Individuals from 43 countries will soon gather in Poland at the 22nd Annual Conference on Global Economic Analysis to exchange ideas and share their distinct perspectives. The annual conference is organized by the Center of Global Trade Analysis in the Department of Agricultural Economics at Purdue University. No matter their nationality, attendees are linked by the same common language for global economic analysis, one developed at Purdue University.

Thomas Hertel presenting at a podium

Thomas Hertel

Dominique van der Mensbrugghe at the podium, presenting

Dominique van der Mensbrugghe

Thomas Hertel, a distinguished professor of agricultural economics at Purdue, recognized the need for a worldwide economic database and launched the Global Trade Analysis Project (GTAP) in 1992. Before GTAP, such data was mostly unavailable to the public or the accessible numbers were largely inconsistent or unverifiable.

“By providing a common, widely accepted, analytical database for global economic analysis, GTAP allows economists to respond quickly to emerging issues, focusing their scarce resources on what really matters,” said Hertel, who served as GTAP’s director until 2004.

GTAP’s global network of researchers and policymakers work together, pooling research to make the analysis of international policy issues more accurate. The constant collaboration naturally led to an annual conference.

Dominique van der Mensbrugghe, research professor and director of GTAP, expects this year’s proceedings to be especially interesting with the media’s focus on the emerging volatility in international trade policies.

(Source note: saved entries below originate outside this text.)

PR #364, opened 2026-05-21
Source-generate gRPC proxies + server bindings for AOT/trim (closes #79)

### LINKED ISSUE #79: Use static proxy generator instead of IL emitting?
This package implements interface proxy by IL emitting which is not available when AOT compilation is used.
Consider generating the proxy classes on build.
See:
[Microsoft.Orleans.CodeGenerator.MSBuild](https://www.nuget.org/packages/Microsoft.Orleans.CodeGenerator.MSBuild/)
[Fody](https://github.com/Fody/Fody)

virzak:
Closes #79

## Summary

Adds a Roslyn source generator (`protobuf-net.Grpc.BuildTools`) that emits build-time client proxies AND server bindings for every interface tagged with `[Service]` or `[ServiceContract]` — no source changes to the consuming code, no opt-in attribute, no `partial` keyword. Registration happens through a `[ModuleInitializer]`-populated registry, so consumption is fully static: trimming and `PublishAot=true` shake the IL-emit / `Expression.Compile` fallback away.

## Consumer usage

```csharp
[Service]
public interface IGreeter
{
    ValueTask<HelloReply> SayHelloAsync(HelloRequest req, CallContext ctx = default);
}

// nothing else changes
var greeter = channel.CreateGrpcService<IGreeter>();
services.AddCodeFirstGrpc();
endpoints.MapGrpcService<MyGreeterImpl>();
```

The generator ships **inside** `protobuf-net.Grpc.nupkg` (under `analyzers/dotnet/cs/`), so a project that already references `protobuf-net.Grpc` (directly or transitively via `protobuf-net.Grpc.AspNetCore` / `.ClientFactory`) gets the generator with no extra package reference. It runs on every `[Service]`/`[ServiceContract]` interface in the consuming compilation; emits a client proxy + server bindings + a `[ModuleInitializer]` that registers both. Client and server projects pick them up transparently.

### Generator (`src/protobuf-net.Grpc.BuildTools/`)
- New analyzer-style project, targets `netstandard2.0`, packed under `analyzers/dotnet/cs/` inside `protobuf-net.Grpc.nupkg` (no separate package).
- `IIncrementalGenerator` scans `[Service]` and `[ServiceContract]` interfaces directly via `ForAttributeWithMetadataName`.
- Emits one `.g.cs` per interface containing:
  - `{Contract}_ClientProxy : ClientBase, IContract` — sealed proxy with explicit interface impls dispatching through `Reshape.*`, plus `public static IContract Create(CallInvoker, BinderConfiguration)` and `Create(CallInvoker)` factories. Marshallers and `Method<,>` are instance readonly fields built from the supplied configuration in the constructor — custom `MarshallerFactory` configurations apply the same as with the IL emitter.
  - `{Contract}_ServerBindings` — static class with `public static int Bind<TService>(IServerMethodBinder<TService> binder)` that registers one handler per operation. Each per-op block runs inside its own try/catch that **fail-fasts**: any per-method failure (no marshaller, custom factory rejects a type, etc.) is rethrown as an `InvalidOperationException` wrapping the original with the operation name + contract `FullName` in the message, so the host's startup log points straight at the broken method.
  - `{Contract}_Init` — `[ModuleInitializer]` calling `GeneratedProxyRegistry.RegisterClient<IContract>(...)` and `RegisterServer(typeof(IContract), typeof({Contract}_ServerBindings))`.
- Covers Unary, Server-streaming, Client-streaming, Duplex × `NoContext` / `CallContext` / `CancellationToken` with `IAsyncEnumerable<T>`. Interfaces with any method shape the generator doesn't handle (`IObservable<T>`, `Stream`, raw `CallOptions`/`ServerCallContext`, sub-services) are skipped entirely so the runtime IL/`Expression.Compile` fallback takes them over — zero behavior regression for existing consumers.
- Diagnostics `PBNG002`–`PBNG004` for nested, unsupported-shape, or generic interfaces.

### Runtime (`src/protobuf-net.Grpc/`)
- New `ProtoBuf.Grpc.Internal.GeneratedProxyRegistry` — public static (the `[ModuleInitializer]`s call into it), `[Browsable(false)]`/`[EditorBrowsable(Never)]`; concurrent dictionaries keyed on contract type.
- `ProxyEmitter.CreateFactory<TService>` lookup order: (1) `GeneratedProxyRegistry`, (2) `[Proxy(typeof(X))]` manual override, (3) IL emit fallback. The IL path is gated on `RuntimeFeature.IsDynamicCodeSupported` and throws a clear `NotSupportedException` pointing at the BuildTools package when dynamic code isn't available.
- `ServerBinder.Bind` lookup order: (1) `GeneratedProxyRegistry`, (2) the existing reflection + `Expression.Compile` path. The fallback's hot path (`MethodStub<TService>.CreateDelegate` and `AddMethod<,,>`) is annotated `[RequiresDynamicCode]` / `[RequiresUnreferencedCode]`.
- New `IServerMethodBinder<TService>` abstraction (+ four matching `TService`-generic handler delegates: `UnaryServerHandler<TService,TRequest,TResponse>` etc.) so generated code can register methods without a `Grpc.AspNetCore.Server` dependency. Per-op failures always throw (no opt-in tolerance) — the host startup fails loudly with operation context rather than silently skipping a broken method.
- New `IGeneratedServerBindContext` — the bind-state contract implemented by callers that can close the generic invocation against the generated `Bind<TService>` (AspNetCore's `OnServiceMethodDiscovery<TService>` qualifies).
- `ProxyEmitter`'s `s_module` (the `AssemblyBuilder.DefineDynamicAssembly` call) moved out of the static constructor into a lazy initialiser so the trimmer can drop the entire IL-emit codepath when no service needs it.
- `GoogleProtobufMarshallerFactory` rewritten without `Expression.Lambda(...).Compile()` — delegates are bound via `Delegate.CreateDelegate` against the parser + the static `MessageExtensions.WriteTo` / `ToByteArray` helpers.
- `ContractOperation`, `MarshallerCache`, `AttributeHelper`, and `ProxyAttribute` carry the `[RequiresDynamicCode]` / `[RequiresUnreferencedCode]` / `[DynamicallyAccessedMembers]` / `[UnconditionalSuppressMessage]` annotations needed for the trimmer to propagate cleanly through the gated IL-emit chain without leaking warnings onto the static path.

### AspNetCore (`src/protobuf-net.Grpc.AspNetCore/`)
- `CodeFirstServiceMethodProvider<TService>.OnServiceMethodDiscovery` now wraps the gRPC `ServiceMethodProviderContext<TService>` in a `GeneratedBindAdapter<TService>` that doubles as the bind state, `IServerMethodBinder<TService>`, and `IGeneratedServerBindContext`. When the registry has bindings for the contract, the adapter invokes the generated `Bind<TService>` (closing the generic with `MakeGenericMethod(typeof(TService))` exactly once per service registration); each generated handler then registers via `context.AddUnaryMethod` / etc.
- Falls back to the existing `Expression.Compile` path when no generated bindings exist.

## Verification

- `dotnet test`: 197 / 197 pass on `net10.0`. Includes generator smoke tests that drive the generated `Bind<MyService>` end-to-end through a fake `IServerMethodBinder<>` and verify (a) the handler dispatches through the interface, and (b) a marshaller-resolution failure surfaces as `InvalidOperationException` carrying the operation name + contract `FullName` + original exception as `InnerException`.
- `dotnet publish -p:PublishAot=true` on a probe console app: **zero** IL2026 / IL3050 / IL2070 / IL2075 / IL2087 / IL2090 / IL2060 warnings from `protobuf-net.Grpc.dll`.
- Multi-target build clean across `net472`, `netstandard2.0`, `netstandard2.1`, `net8.0`, `net10.0`.
- Validated end-to-end in a real consumer service: `dotnet publish -c release -a x64` with `PublishTrimmed=true`, all gRPC methods bind, host comes up cleanly.

## Not covered (follow-up candidates)

The generator skips and lets the runtime IL emitter / `Expression.Compile` take over (still functionally correct, not AOT-friendly) for these interface shapes:

- `IObservable<T>` for streaming arguments / returns.
- `Stream` / `Task<Stream>` / `ValueTask<Stream>` for byte-streaming server methods.
- Sub-services (`[SubService]`).
- Generic interfaces.
- Raw-gRPC patterns (`CallOptions`, `ServerCallContext` on client interfaces) — but the IL emitter throws on these too, so behavior is unchanged.

Generation is all-or-nothing per interface; if a contract mixes supported and unsupported methods, none of its methods take the generated path. This deliberately avoids any regression and gives a clean migration story (split the contract, or open an issue requesting the missing shape).

## Important caveat for trim/AOT consumers

`protobuf-net.Grpc.dll` is now AOT-clean, but `protobuf-net.dll` itself is still reflection-based — `RuntimeTypeModel.Default.CanSerialize(typeof(T))` walks `T`'s members at runtime to discover `[ProtoContract]` / `[ProtoMember]`. Under `PublishTrimmed=true`, consumers must root the assemblies whose contract types they want to serialize:

```xml
<ItemGroup>
  <TrimmerRootAssembly Include="MyApp.Contracts" />
  <TrimmerRootAssembly Include="protobuf-net" />
  <TrimmerRootAssembly Include="protobuf-net.Core" />
</ItemGroup>
```

Under `PublishAot=true` protobuf-net's reflection breaks more fundamentally and the only path forward is a generator-based serializer (Google.Protobuf, MemoryPack, MessagePack-CSharp). This PR doesn't try to solve that — it makes the gRPC plumbing layer AOT-clean, the serializer layer is independent.

## Test plan

- [x] Existing tests pass
- [x] New generator smoke tests pass (client proxy returned from registry, server `Bind<T>` dispatches through interface, bind failure surfaces with operation context + original exception preserved as `InnerException`)
- [x] `PublishAot=true` produces zero IL trim/AOT warnings from `protobuf-net.Grpc.dll`
- [x] Real-world publish of an AspNetCore service with `PublishTrimmed=true`: all methods bind, host runs

🤖 Generated with [Claude Code](https://claude.com/claude-code)


virzak:
Hi, this is @virzak not AI,

Feeling a bit weird creating a PR this way. It definitely did a good job on my project which consumed the end result, but as with most AI generated commits, the biggest challenge is finding time to understand 100% of what it did. I hope that the end result of this effort is productive, and doesn't create a ton of work for the maintainer(s).

Please let me know your thoughts and I'll be happy to share the burden of diving deep into this. Also this PR can be split into multiple smaller PRs.

mgravell:
Yep, sounds interesting, and is something I have planned for ages but not found time for. I'll take a look when I get a moment. I wonder whether this might locate better inside protobuf-net.BuildTools, but that's not a huge issue.

virzak:
Happy to move parts of this PR to protobuf-net.BuildTools if you prefer. It would be a cross repo move and it would have to be published there first, so that this repo could consume it.

mgravell:
OK, this is amazing work, thanks. I want to propose we move it over to the existing protobuf-net.BuildTools codebase, which already handles protobuf-net.Grpc, but I don't want to steal your credit. Are you happy to resubmit there? Are you happy for me to simply pick it up and move it (which would lose credit, except for as text)? Or?

For additional context / timing: https://github.com/protobuf-net/protobuf-net/pull/1254

virzak:
Happy to resubmit - done: protobuf-net/protobuf-net#1255 moves the generator into `protobuf-net.BuildTools`, next to `ServiceContractAnalyzer` and the `[ProtoModel]` work in protobuf-net/protobuf-net#1254.

This PR is now the runtime half only: `GeneratedProxyRegistry`, `IServerMethodBinder<T>`, and the client-factory / `ServerBinder` hooks that consult them before falling back to ref-emit. It drops from ~1,900 to ~850 added lines.

Splitting the two across packages did need some new work, since the generator can now be a different version than the runtime it emits calls into. It stands down silently unless it can see `GeneratedProxyRegistry` / `IServerMethodBinder<>` / `Grpc.Core.ClientBase` in the compilation - which also means it no longer fires on a plain WCF `[ServiceContract]` in a project that doesn't use protobuf-net.Grpc at all - and reports PBN3000 / PBN3004 when the language version or target framework can't support the emitted code. Ordering-wise this side is safe to merge first or second, but runtime-first is tidier.

Porting it also turned up three bugs that were in this PR as it stood:

- explicit interface implementations of inherited operations were qualified with the derived interface instead of the declaring one, so the generated proxy didn't compile;
- inherited interfaces were bound wholesale, where the runtime only binds `[SubService]` bases - that would have put operations on the wire that the runtime never binds;
- `IObservable<T>`, `Stream` and `Grpc.Core`'s own call types were being mistaken for ordinary payloads, which compiles and then fails looking for a marshaller at startup.

The first one was caught by the new tests actually compiling the generated code, which felt worth the setup cost.

`GenerateProxyTests` here becomes `GeneratedProxyRegistryTests`: it can't run the generator any more, so it hand-writes what the generator emits and pins the contract that code depends on. The emitted text is pinned by golden files on the other side.

One unrelated observation while running the suite: `StreamTests.DuplexEchoObservable` is timing-dependent - the producer is a hot `Subject` that emits its first item after 10ms, so if the client hasn't subscribed by then item 0 is simply lost. On my machine it fails maybe half the time in one checkout and not at all in another, on `main` as much as on this branch. Might be worth a `Replay`/`ReplaySubject` or an explicit subscription handshake, but I've left it alone here.

mgravell:
See https://github.com/protobuf-net/protobuf-net/pull/1255#issuecomment-5307850366

mgravell:
Closing after discussion with contributor; intent is captured and agreed. Cross-ref: https://github.com/protobuf-net/protobuf-net/pull/1282

mgravell:
So: we have a thing! please see https://grpc.protobuf-net.dev/aot and https://docs.protobuf-net.dev/aot which now work together, in theory; new release on way to NuGet

Feedback very welcome! Much of your work remains in spirit, even if we implemented bits in different ways. I think the chosen direction makes sense, at least.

“In the years leading up to 2017, new trade agreements typically involved modest changes in already relatively low tariffs and weren’t daily front page news. Now, the work we do resonates because of what we’re living through.” Citing “hot topics” such as Brexit, the new United States-Mexico-Canada Agreement, the tariff wars between China and the U.S. and the Paris Agreement, van der Mensbrugghe anticipates no lulls in conversation.

“This is the first time we’ve held the conference in Eastern Europe, which happens to coincide with the 30th anniversary of the fall of the Berlin Wall,” noted van der Mensbrugghe. “Sergei Guriev, one of our plenary speakers, is the chief economist for the European Bank for Reconstruction and Development in London. It is one of the large multinational banks that was set up after the fall of the Berlin Wall to help finance investments in Eastern Europe. We’re very pleased to have Sergei as a speaker given the historical importance of this meeting.”

Panel answers questions at microphones during 2017 conference

Other plenary speakers include Swati Dhingra, an associate professor at the London School of Economics who recently co-authored the report “Life after Brexit,” and Ottmar Edenhofer, a global leader on the economics of climate change.

These presentations are among the 184 scheduled for the conference, many of which contain research based on the GTAP Data Base and GTAP-type models. “Top-level government officials will be there, and as a result, the work presented at the conference filters out to decision makers,” said van der Mensbrugghe.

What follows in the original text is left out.